Dissolution and migration of platinum after long-term operation of a polymer electrolyte fuel cell under various conditions

Abstract

The distribution patterns of Pt crystals that have moved from electrodes to the membrane phase of membrane electrode assembly (MEA) are monitored using transmission electron microscopy (TEM) after long-term operation (>1000 h) of a polymer electrolyte membrane fuel cell (PEMFC) at various operating and feed conditions. The dissolution of cathode Pt and subsequent migration to the membrane is readily observed when residual oxygen concentrations inside the cathode are kept high under low current density conditions. Dissolution of anodic Pt can also be observed under constant-current operation when hydrogen feed is kept low to induce a hydrogen shortage on the Pt surface.
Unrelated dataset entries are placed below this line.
PR #479, opened 2018-04-21
Windows: Position fixes

francesca64:
- `Moved` would give incorrect values for negative positions (relevant with multiple monitors). This is because `WORD` (`u16`) was being cast directly to `i32`, so the wrap-around would never be interpreted as a negative number, instead giving us values up around `u16::MAX`. Fixing that is as easy as casting to `i16` first, but it turns out that [`WM_MOVE`](https://msdn.microsoft.com/en-us/library/windows/desktop/ms632631(v=vs.85).aspx) supplies client area positions. So, now we use [`WM_WINDOWPOSCHANGED`](https://msdn.microsoft.com/en-us/library/windows/desktop/ms632652(v=vs.85).aspx) instead, which gives us window positions.

- `get_position` was using `GetWindowPlacement`, which gives us [coordinates relative to the taskbar](https://msdn.microsoft.com/en-us/library/windows/desktop/ms632611(v=vs.85).aspx) instead of relative to the screen. I never noticed this before, since I had my taskbar hidden, in which case it doesn't make a difference. Otherwise, you'd get positions that are dependent on the taskbar state, and if you pass them to `set_position` (which uses `SetWindowPos` under the hood, which expects screen coordinates) then the window will shift upwards by the size of the taskbar. I changed `get_position` to use `GetWindowRect`, which removes these problems and makes behavior more consistent with other backends.


francesca64:
It looks like `Moved` on X11 has also been using client area positions, which is odd, since the docs for [`ConfigureNotify`](https://tronche.com/gui/x/xlib/events/window-state-change/configure.html) would suggest otherwise. If I trust [GLFW's implementation](https://github.com/glfw/glfw/blob/58cc4b2c5c2c9a245e09451437dd6f5af4d60c84/src/x11_window.c#L1502), then `ConfigureNotify` using client area position is consistent across WMs.

While obtaining reliable X11 window positions is a [solved problem](https://github.com/tomaka/winit/pull/438), it doesn't sound like a good idea to do that much querying every time the window moves. That could be solved very effectively by caching the frame extents (which would also make the geometry getters on X11 considerably cheaper), but managing that state would introduce a new category of potential bugs, and for best results I'd have to add shared state between `EventsLoop` and `Window2`.

At present, I'm not convinced that's worth the effort, since A) client area positions are already the *de facto* standard for this event, and B) I doubt very many people really use `Moved`. So, unless anyone feels strongly about this, my plan is to:
1. Change the implementation of `Moved` in this PR back to what it was before, just corrected to use `GET_X_LPARAM`/`GET_Y_LPARAM` so negative values are interpreted properly.
2. Change #478 to use client area positions.
3. Document that `Moved` supplies client area positions.
4. Investigate this more in future work (assuming we have agreement that `Moved` ought to supply window positions, that is).

francesca64:
Okay, despite what I said, I've figured this out on X11, so there's no obstacle to consistently using window positions (once I finish that, at least).

Issue #158, opened 2017-03-19
[macOS] `NSWindow`s are not `release`d when closed, causing odd zombie window behaviour in some cases.


mitchmindtree:
In the constructor for `Window`, the following `NSWindow` method is called:
```rust
window.setReleasedWhenClosed_(NO);
```
Instead, we rely on the `Drop` implementation for `IdRef` to release the `NSWindow` after `Window`'s drop method is called:
```rust
impl Drop for IdRef {
    fn drop(&mut self) {
        if self.0 != nil {
            let _: () = unsafe { msg_send![self.0, release] };
        }
    }
}
```
In most cases this is fine, as a window is normally dropped immediately after it is closed. However, in some multi-window applications (like the `multiwindow.rs` example), a `Window` is not dropped until *all* `Window`s are closed. This means a user might have many windows that are "closed" but have not been `release`d.

Documentation on what it means to have a "closed yet not released" window is quite sparse, however after doing some experiments it seems that cocoa does not handle this well. For example, when running the `multiwindow.rs` example, the following strange behaviour occurs:

1. Click one of the windows to focus it.
2. Close that window via the x button.
3. Swipe sideways to switch to a separate desktop. This causes a `Focus(false)` event to be produced for the window that was just closed. We shouldn't receive any events for the window that was just closed.
4. Swipe back to the original desktop. This causes a `Focus(true)` event to be produced for the window that was closed *and causes it to reappear* (though without its toolbar)!

   ![screen shot 2017-03-19 at 9 18 22 pm](https://cloud.githubusercontent.com/assets/4587373/24080012/e6cf1ce4-0ce9-11e7-858c-586e7a77c6db.png)

5. Click one of the other windows to focus it.
6. Close the window via the x button.
7. Swipe sideways to a different desktop (again causing a `Focus(false)` event to be produced for the window we just closed).
8. Swipe back to the original desktop. Not only does the window we just closed reappear, now the *first* window we closed regains its toolbar again!

   ![screen shot 2017-03-19 at 9 25 11 pm](https://cloud.githubusercontent.com/assets/4587373/24080037/91703c0a-0cea-11e7-9deb-750cacd05346.png)

[...]

PR #481, opened 2018-04-22
Macos multi windows leak

bogdad:
made multi window leak less memory

created a simple test which spawns windows and recreates them on "return" key press, the title of the window is the number of windows created.

before the change
a lot of objects created

after the change:
not a lot of objects created

and more significant:

total persisted before:

a lot persisted

and total persisted after

not a lot persisted

The gist of the change is the adding NSAutorelease pools, as in most places where we are calling objc it uses NSObject:autorelease which puts the object in the top most autorelease pool on the stack, or it is never released if no such autorelease pool exist, 
or if the topmost autorelease pool is outside of the event loop, i.e. gets freed after the thread terminates.

This is continuation of https://github.com/tomaka/winit/pull/303 which was an incorrect attempt to do the same thing.
This probably fixes https://github.com/tomaka/winit/issues/158

I know its hard to check that without instruments and looking at the lists of allocations,
not sure how to best approach approving this pr


edwin0cheng:
Just a little reminder, same as https://github.com/tomaka/winit/pull/428:

>Due to the recent changes in the Rust compiler, unconstrained type
variables are now deduced to `!` instead of `()`. There are some
occurrences where `msg_send!` is used without constraining its return
type (relying on the assumption that they would be deduced to be `()`).
As a result, the macOS port of winit stopped working in nightly.

So all `msg_send!` call should be set a return value expliclty, just like this:

`
let _ : () = msg_send![...];
`

bogdad:
@edwin0cheng hi! thank you, fixed!

francesca64:
Alright, I'm back on macOS, so I can review this now. First of all, those statistics look great!

I can still reproduce #158 on this branch, *but* after rebasing it seems completely fixed. Be sure to double-check that.

Before this can merge:
- `examples/recreate_window_leak.rs` needs to be removed, since it's not useful for users. You can embed it in your PR description or as a gist if you still want it to be accessible.
- This should have a CHANGELOG entry. I know it's not straightforward to write one for something abstract like this, but a good overview of what this improves will both A) make the next winit release seem cooler, and B) give people an idea of what things to check if they experience regressions.

Note that at the time of writing, I haven't actually finished reviewing this yet, so there could be other things. I just wanted to let you know this was being worked on.

bogdad:
Hi!

Thank you for working on it, everything seems reasonable, will do. I missed
checking 158, nice it is fixed!

Please give me few days to update.

src/platform/macos/window.rs
```diff
@@ -505,13 +515,28 @@ unsafe fn get_current_monitor() -> RootMonitorId {
 
 impl Drop for Window2 {
     fn drop(&mut self) {
+        // Remove this window from the `EventLoop`s list of windows.
+        let id = self.id();
+        if let Some(shared) = self.delegate.state.shared.upgrade() {
```
bogdad: I noticed that the shared.windows weak<Window> for this id is already none at this point, but we still need to remove it from the array itself

src/platform/macos/events_loop.rs
```diff
@@ -94,7 +94,7 @@ impl Shared {
         if let Ok(mut windows) = self.windows.lock() {
             windows.retain(|w| match w.upgrade() {
                 Some(w) => w.id() != id,
-                None => true,
+                None => false,
```
bogdad: not need to keep dead week ptrs here

src/platform/macos/window.rs
```diff
@@ -452,9 +452,15 @@ impl WindowDelegate {
         unsafe {
             let delegate = IdRef::new(msg_send![WindowDelegate::class(), new]);
 
+            // setDelegate uses autorelease on objects,
+            // so need autorelease
+            let autoreleasepool = NSAutoreleasePool::new(cocoa::base::nil);
```
francesca64: Is there any reason you went with `cocoa::base::nil` instead of using the imported `nil`? It's a minor gripe, but having that consistent makes it easier for people to tell the same type is being used throughout.

francesca64:
> Rebased, added change log entry (not really sure it is a good one, please advise)

Thanks. The CHANGELOG entry looks good.

> checked the multiwindow example,

Thanks for doing that. It gives me good peace of mind.

> Can also confirm that this branch (without rebasing) alone did not fix 158 issue, which is interesting, trying to figure out why meanwhile.

Prior to #476, windows in the multiwindow example weren't dropped until the program exited. Prior to #481, the drop implementation wasn't releasing windows correctly. With both, windows drop at the correct time and are dropped the right way.

src/platform/macos/window.rs
```diff
@@ -638,11 +679,30 @@ impl Window2 {
         }
     }
 
+    fn class() -> *const Class {
+
```
francesca64: Extra newline

src/platform/macos/window.rs
```diff
@@ -505,13 +515,33 @@ unsafe fn get_current_monitor() -> RootMonitorId {
...
+        // Window ->
+        // Rc<Window2> (makes Weak<..> in shared.windows none) ->
+        // Window2
+        // needed to remove the element from array
+        let id = self.id();
+        if let Some(shared) = self.delegate.state.shared.upgrade() {
+            shared.find_and_remove_window(id);
+        }
+
+
```
francesca64: Extra newline

src/platform/macos/window.rs
```diff
@@ -538,20 +568,29 @@ impl Window2 {
...
+        let autoreleasepool = unsafe {
+            NSAutoreleasePool::new(cocoa::base::nil)
+        };
 
         let app = match Window2::create_app(pl_attribs.activation_policy) {
             Some(app) => app,
-            None      => { return Err(OsError(format!("Couldn't create NSApplication"))); },
+            None      => {
+                let _: () = unsafe { msg_send![autoreleasepool, drain] };
+                return Err(OsError(format!("Couldn't create NSApplication"))); },
```
francesca64: The `},` should be on a newline.

francesca64:
In terms of functionality, everything looks good. I pretty much just gave you some formatting nitpicks (sorry about those, but I'm hoping to get winit to look more cohesive internally).

src/platform/macos/window.rs
```diff
@@ -505,13 +515,33 @@ unsafe fn get_current_monitor() -> RootMonitorId {
 
 impl Drop for Window2 {
     fn drop(&mut self) {
+        // Remove this window from the `EventLoop`s list of windows.
+        // The destructor order is:
+        // Window ->
+        // Rc<Window2> (makes Weak<..> in shared.windows none) ->
```
francesca64: It would also be nice to have `none` be `None`, for clarity. We should be good to merge after this.

bogdad:
Fixed all code formatting errors, sorry about that, and thank you for all the work and explanation!

francesca64:
Thanks!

It is postulated that the Pt at the both electrodes is dissolved by chemical oxidation to PtO in the presence of residual oxygen. The Pt ions that are dissolved in water migrate to the membrane phase and undergo repeated oxidation/dissolution and reduction/deposition by crossover of oxygen and hydrogen, respectively. As a result, the distribution patterns and crystal sizes of the migrated Pt are strongly dependent on the relative concentrations of the crossover oxygen and hydrogen. The final position of the deposited Pt band is located at the point where crossover oxygen becomes depleted, typically between 1 and 10 μm from the cathode–membrane interface. Higher concentrations of oxygen and hydrogen in the membrane yield sharper and narrower Pt bands with large Pt aggregates, whereas lower concentrations yield wider distribution bands with smaller Pt crystals.